These past few months I have been reading a book called The Questions Christians Hope No One Will Ask (With Answers) by Mark Mittelberg. I’m a little over half way through. The book contains ten questions about Christianity–everything from trusting the Bible, to heaven & hell and abortion and homosexuality.
So far, it’s been a great overview of questions I’ve had and questions I didn’t know I had. It’s been pretty insightful. And today I wanted to share a little bit of what I read earlier this afternoon and some reflection on it.
The chapter I was reading this afternoon was entitled: How could a good God allow so much evil, pain, and suffering—or does he simply not care?
This past semester, a pastor spoke about this very question during an Intervarsity large group meeting. So I kinda had an idea of what the chapter was going to be about. But I’m not really going to talk about the full answer. (If you want to know more about what the chapter said–email me about it and we can chat!)

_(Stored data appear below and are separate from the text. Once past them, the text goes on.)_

PR #325, opened 2017-10-13
Changed trigger so other people inking wont cause you to touch your tattoos.

nylian:
Changed trigger so other people inking wont cause you to touch your tattoos.

### DIFF
--- a/svo (inker).xml
+++ b/svo (inker).xml
@@ -83,7 +83,7 @@
                 <name>Finished inking the tattoo</name>
                 <script>svo.ti_finishedinking()</script>
                 <triggerType>0</triggerType>
-                <conditonLineDelta>1</conditonLineDelta>
+                <conditonLineDelta>0</conditonLineDelta>
                 <mStayOpen>0</mStayOpen>
                 <mCommand></mCommand>
                 <packageName></packageName>
--- a/svo (inker).xml
+++ b/svo (inker).xml
@@ -1,6 +1,6 @@
 <?xml version="1.0" encoding="UTF-8"?>
 <!DOCTYPE MudletPackage>
-<MudletPackage version="1.0">
+<MudletPackage version="1.001">
     <TriggerPackage>
         <TriggerGroup isActive="yes" isFolder="yes" isTempTrigger="no" isMultiline="no" isPerlSlashGOption="no" isColorizerTrigger="no" isFilterTrigger="no" isSoundTrigger="no" isColorTrigger="no" isColorTriggerFg="no" isColorTriggerBg="no">
             <name>svo Tattoo Inker</name>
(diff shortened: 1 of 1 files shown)


svo (inker).xml
```diff
@@ -93,11 +93,9 @@
                 <colorTriggerFgColor>#000000</colorTriggerFgColor>
                 <colorTriggerBgColor>#000000</colorTriggerBgColor>
                 <regexCodeList>
-                    <string>As the</string>
```
keneanung: You should leave this trigger as a `multiline` trigger. It is an optimisation because RegEx triggers are relatively expensive performance wise. Begin of line triggers are the cheapest kind of trigger and as such act as a filter in this case.

nylian:
Thanks Keneanung.  Trigger costs in mudlet are pretty new to me, would we want to do multiline with 'As the' as a begin line AND have the regex line?

Is there some where I can review costs like this? Makes me want to rebuild my system.

keneanung:
Yes, we want to have a multiline trigger with both a begin of line trigger as 1st condition and regex as the second condition. That way the regex is shielded: https://forums.mudlet.org/whatever-f12/doing-shielded-regex-differently-t1441.html

This is most useful if the shielded trigger is expected to match relatively rarely. If the regex matches every 2nd line, the shielding simply adds to the actual trigger.

The order goes somewhat like this (though no formal profiling was done. It's deduced from the kind of operation that has to be done):
1. Begin of line
2. Exact Match
3. Substring
4. Perl regex
5. Lua function

I am not sure where color triggers fit in there, but I think it's somewhere in the order "substring".

nylian:
Requested changes have been made. Thanks for all the help with git, Keneanung!

svo (inker).xml
```diff
@@ -83,7 +83,7 @@
                 <name>Finished inking the tattoo</name>
                 <script>svo.ti_finishedinking()</script>
                 <triggerType>0</triggerType>
-                <conditonLineDelta>0</conditonLineDelta>
+                <conditonLineDelta>1</conditonLineDelta>
```
keneanung: The Delta should be `0` (they should be the same line). As it is now if a line starts with "As the " but is not the ending line for tattooing, it will try to match this line to the regex (can't be avoided) and the next one.

nylian:
Fixed and pushed!

Kogannn:
Since our regex is now...

`^As the \w+ tattoo's shape is codified on the .+ of yourself, the last of the ink leaves the air and you pause for a moment to admire your handiwork\.$`

We run into a new issue where we have to manually unpause after inking someone else since yourself is hardcoded in. However if we regex the yourself then we go back to touching tattoos whenever we ink someone else.  Will think on a solution for this. Can likely do something with matching it where if its not "yourself" then we just don't touch the tattoo.

PR #327, opened 2017-11-12
Added @battlerage prompt tag to documentation.

Kogannn:
@battlerage prompt tag added to 'Setting a custom prompt' section. To be found right below @power now.


keneanung:
Thank you very much for the update and congratulations for your first contribution!

I am not sure when this change will be life as documentation updates get pushed with new releases, but I don't want to nag people with a new release (downloading and installing the update) for a doc update only...

PR #334, opened 2018-01-23
add_post_emit changes

CorTheWin:


svo (setup, misc, empty, funnies, dor).xml
```diff
@@ -865,7 +865,7 @@ if not svo.systemloaded then
     if not conf.curemethod or conf.curemethod == 'auto' then
       conf.curemethod = 'conconly'
     end
-  end)
+  end, 'post emit systemstart')
```
vadi2: This should be 'adjust cure method' - otherwise people will get the wrong idea when copy/pasting and call something else 'post emit systemstart'

vadi2:
Thanks! Will put out an update with this soon.

PR #349, opened 2018-02-06
Post_emit save the name

CorTheWin:


vadi2:
Yep, I think that was the bit you were missing!

PR #362, opened 2018-08-31
Remove website scraping ndb.getinfo()

ndsamuelson:
the file download is no longer allowed.


ndsamuelson:
Didn't realize api.achaea.com/characters was even a thing until I submitted this. closing, as that appears to be a much better option

PR #363, opened 2018-10-01
Add docker-related config for build

aaronjoslyn:
Hello,

I had a few issues getting luarocks to play nice on OSX, so decided to throw this together.

If you have docker and docker-compose installed, you can use e.g. `CLASS=magi docker-compose up` to generate for Magi. I haven't been using svof for long, so hopefully I haven't missed anything :)

Thanks for svof!


aaronjoslyn:
I'd have liked to add more detail but install instructions for Docker can vary quite a bit depending on platform :S

PR #365, opened 2018-12-22
Remove upload to pathurs.com

keneanung:
This is an old remnant that doesn't seem to work anymore.


pathurs:
Ah! I am glad you don't rely on my website anymore. I am about to reset it and was checking if this was still required.

PR #329, opened 2018-01-06
in-client & multiclass Svof [WIP]

vadi2:
This will enable the system to be fully inside Mudlet and completely editable. I'm hoping the community will pick up on updating the system with this (massive) change in.

Instructions on installing: http://forums.achaea.com/discussion/comment/390947/#Comment_390947

Multiclass is included.

Todo list:
- [x] remove debug preprocessor calls
- [x] remove class and skill preprocessor calls
- [x] remove all other code generation processor calls
- [x] make necessary locals public
- [x] ensure `svo.me.class` checks against class with uppercase
- [x] convert as many doublequotes to singlequotes as patience allows
- [x] migrate all of the functions to use the Svo namespace
- [x] enable skill detection for the first run using gmcp
- [x] check for final `luacheck` errors
- [x] migrate core files into Mudlet
- [x] change LuaNotify to allow signal overrides on connect()
- [x] migrate addons into Mudlet
- [x] move default prios to Muldet
- [x] fix ndb help to work
- [x] update setup instructions
- [x] delete outdated and irrelevant files
- [ ] Achaean community: test the changes
- [ ] Achaean community: provide list of new default curing and defup priorities

Test list. Alchemy can be swapped in for where Concoctions is mentioned:
- [x] blind/deaf are correctly recognised as afflictions when they're not on keepup/defup for Apostates
- [x] blind/deaf are correctly recognised as afflictions when they're not on keepup/defup for non-Apostates
- [x] triggers for getting afflicted with "skullfractures", "crackedribs", "wristfractures", "torntendons" work
- [x] bleeding diag trigger works
- [x] at least one other non-bleeding diag trigger works
- [x] list of serverignore/cadmusaffs/curelist saves and loads fine
- [x] tree and skill (like bloodboil) cure triggers for "skullfractures", "crackedribs", "wristfractures", "torntendons" work
- [x] triggers for application of "skullfractures", "crackedribs", "wristfractures", "torntendons" work
- [ ] restoration curing something other than the intended affliction works
- [ ] regeneration curing something other than the intended affliction works
- [x] focus curing something other than the intended affliction works
- [x] smoke curing something other than the intended affliction works
- [x] herb curing something other than the intended affliction works
- [ ] humour getting cured other than the intended affliction works
- [ ] parry works for blademasters with their sword sheathed
- [ ] guarding works for monks without anything wielded
- [x] parry doesn't go off for everyone else while no weapon is wielded
- [x] writhing works for non-bards
[...]

PR #378, opened 2019-07-02
Added water/fire/air/earth/psion affs to main

jmclicquennoi:
Should have every new affliction added to the compiled version. Mostly this is just to have it here, while we work on either updating this further or moving to in client.

It does not have all of the trigger lines, but the affs themselves are there, and the dict structure is nearly the same as the current in client's.


vadi2:
What happened to `svo (install the zip, not me).xml` - every single line is changed. Did you change the line endings?

keneanung:
Looks like it. If you switch to "ignore whitespace changes", the number of changed lines goes down to 2k (which is still a lot)

QwindorRousseau:
Has been added or will be added to #329 which will be the next official release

Instead of going through the argument the author makes and the answer to this question, I wanted to point out a certain section of the chapter.
It’s all about what real love is and God’s real love for us.
Sometimes I tend to look over what love really is since we talk about it so causally everyday. It’s hard to think about love in its entirety and it all it encompasses: goodness, service, listening, kindness, perseverance understanding, and so much more.
This chapter pointed me to one awesome characteristic of love: it is freely chosen. Real love is freely chosen. It can never be forced.
That’s what this chapter explains. “Since God is love, he cannot force himself on anyone against their will. Forced love is not love…”
Since we have our free will as human beings, it’s one way that shows God’s love for us. We can to freely choose Him. And when we choose God, we are free in Him.
Love is free. Love is freeing. God freely loves us.
So, because of God’s love for us, we have free will, which in turn creates suffering and pain in this world as the chapter explains, but when we freely choose to accept Jesus and God’s love, it frees us from the bad in this world. Because knowing that God is the maker, the creator, the ultimate planner and the ultimate one who loves, He can turn the bad into good in ways we can see and in ways we cannot see.
It might take a while to see how His love fights certain sufferings or it might never be known to you why we suffer sorrow and trials. But in the end, it can make God seem all the more powerful because in His greatness, He can go beyond anything we can see or understand.
If His ways were understandable or palpable to us, would He be all that powerful? We need things that we don’t understand in order to realize God’s indescribable plan and indescribable love.
So, Lord, I pray that you will guide our free will, show us how to love like you do, and I praise you for the freedom and joy we find in your love. I pray for the trials and the troubles of my fellow bloggers. You know what’s on their hearts and I pray you guide them, give them strength and direct them toward your purpose for them everyday.